When it comes to mastering something difficult, ten thousand hours seems to be the agreed upon benchmark to shoot for, the same amount of time a child with perfect attendance spends in school for the first eighteen years of life. Children who play video games put in that kind of time, meaning they are expert gamers by the time they reach adulthood. This makes them extraordinarily good at solving problems in the gaming world, and has some important add-ons: optimism, social and creative adeptness, and empowerment with epic meaning. In other words, gaming prepares them for a successful, happy, fulfilling life.

But I think the biggest thing overlooked (or reviled) in online games is that word “game”. Human beings like to play, it’s vital to our mental health and our ability to communicate effectively with each other. The fact that it’s a game doesn’t reduce its importance to humanity; if anything, it increases it. Play decreases stress hormones and increases endorphins, the hormones that make us feel good, confident, happy. Play is a component of living well, and the chance of developing things like dementia go down when we play more. 

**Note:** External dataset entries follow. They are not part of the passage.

PR #1988, opened 2020-10-02
[BPK-4125] New Icon Dialog

shaundon:


shaundon (commented):
I can't approve this because I'm the original author, but it all looks good. CI is failing because the CSS has changed — just needs `npm run build` then committing.

olliecurtis (approved):

PR #1992, opened 2020-10-06
[BPK-4218]: Flare dialog component

olliecurtis:
Added new flare dialog variant.

As part of this PR I introduced a new `flareComponent` prop to the `BpkModal` - this prop is internal so that we can apply the flare in the correct position when the dialog is created.

As we wish this to only be used by the `BpkDialog` component and not by end users it has not been documented for this purpose.

Screenshot 2020-10-06 at 17 52 25
Screenshot 2020-10-06 at 17 52 32


packages/bpk-component-dialog/src/BpkDialog.scss
```diff
@@ -29,6 +29,12 @@
     }
   }
 
+  &--with-flare {
+    height: $bpk-spacing-base * 10;
+    border-radius: inherit;
```
olliecurtis, line 34: This is so that the corners will round to the same radius as the modal container itself

packages/bpk-component-modal/src/BpkModalDialog.js
```diff
@@ -36,6 +36,7 @@ export type Props = {
   wide: boolean,
   isIphone: boolean,
   showHeader: boolean,
+  flareComponent: ?Element<any>,
```
olliecurtis, line 39: New undocumented prop as its only to be used by the Dialog

georgegillams:
Should the `X` be at the top?

Screenshot 2020-10-06 at 17 57 53

olliecurtis:
@georgegillams - designs don't show this - the way this is meant to be used is like this with buttons to dismiss. Will change the example 😄 
Screenshot 2020-10-06 at 17 59 11

olliecurtis:
Example updated

Screenshot 2020-10-06 at 18 09 03

packages/bpk-component-dialog/src/BpkDialog.scss
```diff
@@ -29,6 +29,12 @@
     }
   }
 
+  &--with-flare {
+    height: $bpk-spacing-base * 10;
```
georgegillams, line 33: This can be overridden by consumers, right?

olliecurtis: Yup using `flareClassName` it will allow consumers to override all of the styles that are set here

olliecurtis: For reference for reviewers https://github.com/Skyscanner/backpack/blob/28c9ee095a27cf2fb58920dcefaa9d34ead5679f/packages/bpk-component-dialog/src/BpkDialog.js#L67

packages/bpk-component-dialog/src/BpkDialog.scss
```diff
@@ -29,6 +29,12 @@
     }
   }
 
+  &--with-flare {
```
shaundon, line 32: The BEM naming here isn't correct — this isn't a modifier on an existing element, the flare is its own element. It should be `&__flare` (so that when used in code it would be `bpk-dialog__flare`)

packages/bpk-component-dialog/src/BpkDialog.scss
shaundon: Let's add a quick comment to that effect in the code, then it's documented for the future too

packages/bpk-component-modal/src/BpkModalDialog.js
shaundon: Should we give this a more generic name? From `BpkModalDialog`'s point of view, this is 'any arbitrary component to display at the top', not necessarily a flare. What about `headerComponent` or something like that?

shaundon (changes requested):

packages/bpk-component-dialog/src/BpkDialog.scss
olliecurtis: Sounds good I followed the with-icon as this is a dialog with flare as apposed to flare dialog as it's an addition to the dialog 🤷‍♀️

shaundon:
One thing I'm not sure about — I assume the design intention is for people to put illustrations and things inside the flare, and that the blue background seen in Figma is more of a placeholder. Currently, adding a custom background image requires some custom CSS, here's an example I just did locally:

```
// stories.scss
.bpk-dialog-custom-background {
  background: url('http://placekitten.com/200/300');
}


// stories.js
  .add('With flare', () => (
    <DialogContainer
      flare
      dismissible={false}
      flareClassName={getClassName('bpk-dialog-custom-background')}
    >
      <Paragraph>
        This is a default dialog. You can put anything you want in here.
      </Paragraph>
    </DialogContainer>
  ));
```

Screen Shot 2020-10-07 at 08 42 12

I'm wondering if there's a better API for this, where the image can be passed in using JS. For example we might add an optional `flareBackgroundImage` component that would be a path to the image, then we could set up the CSS for the consumer in the background.

Wondering what @georgegillams thinks as the original author of the flare component too.

packages/bpk-component-dialog/src/BpkDialog.scss
shaundon: That's different — `bpk-dialog--with-icon` is a modifier on the `BpkModal` component, but the icon itself is an element which is why it has `bpk-dialog__icon` as its class name.

olliecurtis:
> One thing I'm not sure about — I assume the design intention is for people to put illustrations and things inside the flare, and that the blue background seen in Figma is more of a placeholder. Currently, adding a custom background image requires some custom CSS, here's an example I just did locally:
> 
> ```
> // stories.scss
> .bpk-dialog-custom-background {
>   background: url('http://placekitten.com/200/300');
> }
> 
> 
> // stories.js
>   .add('With flare', () => (
>     <DialogContainer
>       flare
>       dismissible={false}
>       flareClassName={getClassName('bpk-dialog-custom-background')}
>     >
>       <Paragraph>
>         This is a default dialog. You can put anything you want in here.
>       </Paragraph>
>     </DialogContainer>
>   ));
> ```
> 
> Screen Shot 2020-10-07 at 08 42 12
> 
> I'm wondering if there's a better API for this, where the image can be passed in using JS. For example we might add an optional `flareBackgroundImage` component that would be a path to the image, then we could set up the CSS for the consumer in the background.
> 
> Wondering what @georgegillams thinks as the original author of the flare component too.
> 

@shaundon Let me check how the flare component is used and intended for use, maybe we open this up a bit more and instead of us pre building a flare it's on the consumer to provide it that way they can use it however they want?

shaundon:
>  maybe we open this up a bit more and instead of us pre building a flare it's on the consumer to provide it that way they can use it however they want?

Yeah that's another good option. I guess it's a tradeoff, as the current API is quite nice because consumers don't need to do too much. I like the idea of it being locked to a flare right now to stop people putting literally anything in there, so maybe there's a good middle ground we can inhabit

olliecurtis:
@shaundon looking at your comment about adding a background image by providing CSS - that makes sense that the consumer would do that as that is how our current flare implementation works already by setting it through `className` so I think this existing API is fine as its on the consumer already to do.

They would already need to provide it to change the colour or the height anyway if they OOTB version doesn't suit so I think this is acceptable given the flare API itself

https://backpack.github.io/components/flare?platform=web

olliecurtis:
@shaundon - on the comment 

> Should we give this a more generic name? From BpkModalDialog's point of view, this is 'any arbitrary component to display at the top', not necessarily a flare. What about headerComponent or something like that?

I would prefer to keep this as flareComponent as this is just added for the sole purpose of being a) internal b) for use solely by the dialog component as a flare so it aligns properly without CSS hacking and c) as the dialog uses `BpkModalDialog` under the hood so had to be put here.

If we open it up there is a risk of abuse of such prop if found by consumers as they can put anything in there and also we don't want to allow for additional components to the header as it does not align with our guidelines or is a request from consumers, I would like to keep it strict so people know what it is for if they stumble across it. What I am thinking is we try and make it a strict Flare component type instead of a generic `any` so we give an expectation its a flare that is required here.

shaundon:
I wish GitHub had threaded replies, it's so hard having multiple conversations in one comment stream!

Your comment about the background image — ok, all sounds good, let's leave it as is.

I kind of don't agree about the flare component name though. I'm not advocating for opening it up to consumers, I just think the name should be more generic. It doesn't make sense to call it `flareComponent` if you can technically pass anything in. All of the other reasons you cited still apply regardless of what the name is (for example if people want to abuse this prop, they will). @georgegillams @k0nserv what are your thoughts?

georgegillams:
What if we just allow a `flareChildren` prop?
That's essentially what we do on iOS

k0nserv:
Yeah I think `flareChildren` is the way to go? We just need to document a good way to do it with an image(using `BpkImage` ideally)

olliecurtis:
May need to reach out @k0nserv or @georgegillams just to understand what you mean by this but sounds like the way to go!

shaundon:
Let's check that it even **can** work with a `BpkImage` first, because it might only work correctly with a CSS `background-image`, because of the way the image needs to blend into the flare at the bottom

shaundon:
@georgegillams @k0nserv what about your thoughts on the flare prop name in `BpkModalDialog`? This comment: https://github.com/Skyscanner/backpack/pull/1992#discussion_r500792125

olliecurtis:
>Let's check that it even can work with a BpkImage first, because it might only work correctly with a CSS background-image, because of the way the image needs to blend into the flare at the bottom

I don't think the flare even accepts this and the way to apply an image is through CSS looking at the source code for the flare

olliecurtis:
@k0nserv our current flare doesn't take a BpkImage to add an image to the flare and CSS is the way we apply it. See the storybook example for the flare with image. This is how the component was built, I believe due to the point @shaundon suggested with the image blending into the pointer.

https://github.com/Skyscanner/backpack/blob/master/packages/bpk-component-flare/stories.js#L84
https://github.com/Skyscanner/backpack/blob/master/packages/bpk-component-flare/stories.scss#L40

packages/bpk-component-dialog/src/BpkDialog.js
```diff
@@ -74,6 +80,9 @@ const BpkDialog = (props: Props) => {
       fullScreenOnMobile={false}
       isIphone={false}
       contentClassName={headerIcon ? contentClassNames : null}
+      flareComponent={
```
olliecurtis, line 83: Forgot to update this 🤦 just doing it now

shaundon (approved):
L G T M

PR #1993, opened 2020-10-08
Use "currentColor" as "fill" in Icon documentation

sogame:
Using `currentColor` for `fill` in icons is very useful, as it allows not duplicating the same color (and makes components more reusable).
`currentColor` is not know by many people, so I though it would be good to use it in the example (adding a link to some documentation).

What do you think about this? Might not be the best way to promote its usage 😅

### DIFF
--- a/packages/bpk-component-icon/README.md
+++ b/packages/bpk-component-icon/README.md
@@ -30,7 +30,7 @@ export default () => (
 @import '~bpk-mixins';
 
 .abc-icon__flight {
-  fill: $bpk-color-white;
+  fill: currentColor; // see https://css-tricks.com/currentcolor/
 }
 
 .abc-icon__a11y {


packages/bpk-component-icon/README.md
```diff
@@ -30,7 +30,7 @@ export default () => (
 @import '~bpk-mixins';
 
 .abc-icon__flight {
-  fill: $bpk-color-white;
+  fill: currentColor; // https://www.w3schools.com/colors/colors_currentcolor.asp
```
k0nserv, line 33: Can we link to [MDN](https://developer.mozilla.org/en-US/docs/Web/CSS/color_value#currentColor) instead of W3Schools? Or mabye [CSS Tricks](https://css-tricks.com/currentcolor/)

sogame: Makes sense, added both :-P

olliecurtis: I think just having one might be the best here as it looks to be a bit messy having both and overkill - I am in favour of CSS tricks. Can we just revert to one?

sogame: You're right, nicer with just one 😅 
Changed to CSS tricks.

olliecurtis (approved):

PR #1996, opened 2020-10-12
[No Jira] Fix warning Danger keeps reporting

shaundon:
Lately, Danger keeps reporting build log warnings in every PR — like this: https://github.com/Skyscanner/backpack/pull/1995#issuecomment-707092530.

I looked into it and it's a warning from `handlebars`. We don't use this, but it's a dependency of `jest`. Apparently they messed something up in a release and it was causing errors when `jest --coverage` is run.

I followed https://github.com/facebook/jest/issues/9396#issuecomment-573328488 to fix it, by making the coverage reports just print in text (which is how we were using it before, so nothing should change).

If it's worked, Danger shouldn't report any build log warnings on this PR.

### DIFF
--- a/package.json
+++ b/package.json
@@ -175,6 +175,7 @@
       "^.+\\.scss$": "<rootDir>/scripts/stubs/styleStub.js",
       "^.+\\.svg$": "<rootDir>/scripts/stubs/fileStub.js"
     },
+    "coverageReporters": ["text"],
     "coverageThreshold": {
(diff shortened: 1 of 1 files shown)


shaundon:
I'm going to YOLO this through and see if it breaks CI on master. It's a one liner in our package.json so I can't see how it's breaking anything! If it breaks master I'll jump on it and fix.

PR #1998, opened 2020-10-12
[BPK-4240]: Add new iOS and Android Radius tokens

olliecurtis:

- [x] `UNRELEASED.md`
- [x] `README.md`
- [x] Tests

React 16.4 compatibility:


packages/bpk-tokens/src/android/base/aliases.json
```diff
@@ -41,7 +41,9 @@
     "BORDER_SIZE_SM": 1,
     "BORDER_SIZE_LG": 2,
     "BORDER_SIZE_XL": 3,
+    "BORDER_RADIUS_XS": 4,
     "BORDER_RADIUS_SM": 4,
```
olliecurtis, line 45: This value has been kept for now until the work in the platform to use is in progress so that if any urgent work comes up we aren't forced to adopt the breaking change of moving this to `6`

packages/bpk-tokens/src/ios/base/aliases.json
```diff
@@ -40,7 +40,9 @@
     "BORDER_SIZE_SM": 1,
     "BORDER_SIZE_LG": 2,
     "BORDER_SIZE_XL": 3,
+    "BORDER_RADIUS_XS": 4,
     "BORDER_RADIUS_SM": 4,
```
olliecurtis, line 44: This value has been kept for now until the work in the platform to use is in progress so that if any urgent work comes up we aren't forced to adopt the breaking change of moving this to `6`

packages/bpk-tokens/src/android/base/aliases.json
```diff
@@ -41,7 +41,9 @@
...
+    "BORDER_RADIUS_MD": 12,
```
georgegillams, line 46: So this unblocks the card/panel change, but not the [button change](https://gojira.skyscanner.net/browse/BPK-4232). Is that correct?

olliecurtis: Yes that is correct

olliecurtis: Yes that is correct as we are not immediately working on the button change we don't want to make the breaking change until we are ready to work on that and adopt it - as if any other urgent fixes are needed before that work starts it would mean we are forced to adopt the breaking change

georgegillams (approved):
Beautiful!

k0nserv (approved):

PR #2000, opened 2020-10-13
[skip ci] Format package.json correctly

shaundon:
Just committing this so that I can do a release without stuff changing!


georgegillams (changes requested):
We should just use `npm ci`.
From the `npm ci` docs:
```
It will never write to package.json or any of the package-locks: installs are essentially frozen.
```

shaundon:
@georgegillams I agree, but it should be formatted this way anyway so this is still valid

georgegillams:
> @georgegillams I agree, but it should be formatted this way anyway so this is still valid

Should it? I don't have anything against formatting it like this so feel free to merge 👍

We parents may go into control freak mode when we think our kids are “playing” too much, and “working” too little. What if they fall behind their peers? What if they don’t get a well-rounded education? What if they can’t support themselves? These are all fear related questions that discount the enormous benefits of play, and specifically video computer gaming. Spatial relationships, concepts and ideas, motor skills, social roles and interpersonal interaction are all beneficial outcomes of any kind of playing, but are amplified in online gaming. We need to change our model and recognize that there is a solution to many of the world’s most pressing problems right in front of us, and it’s as simple as opening a door to creativity online by having fun.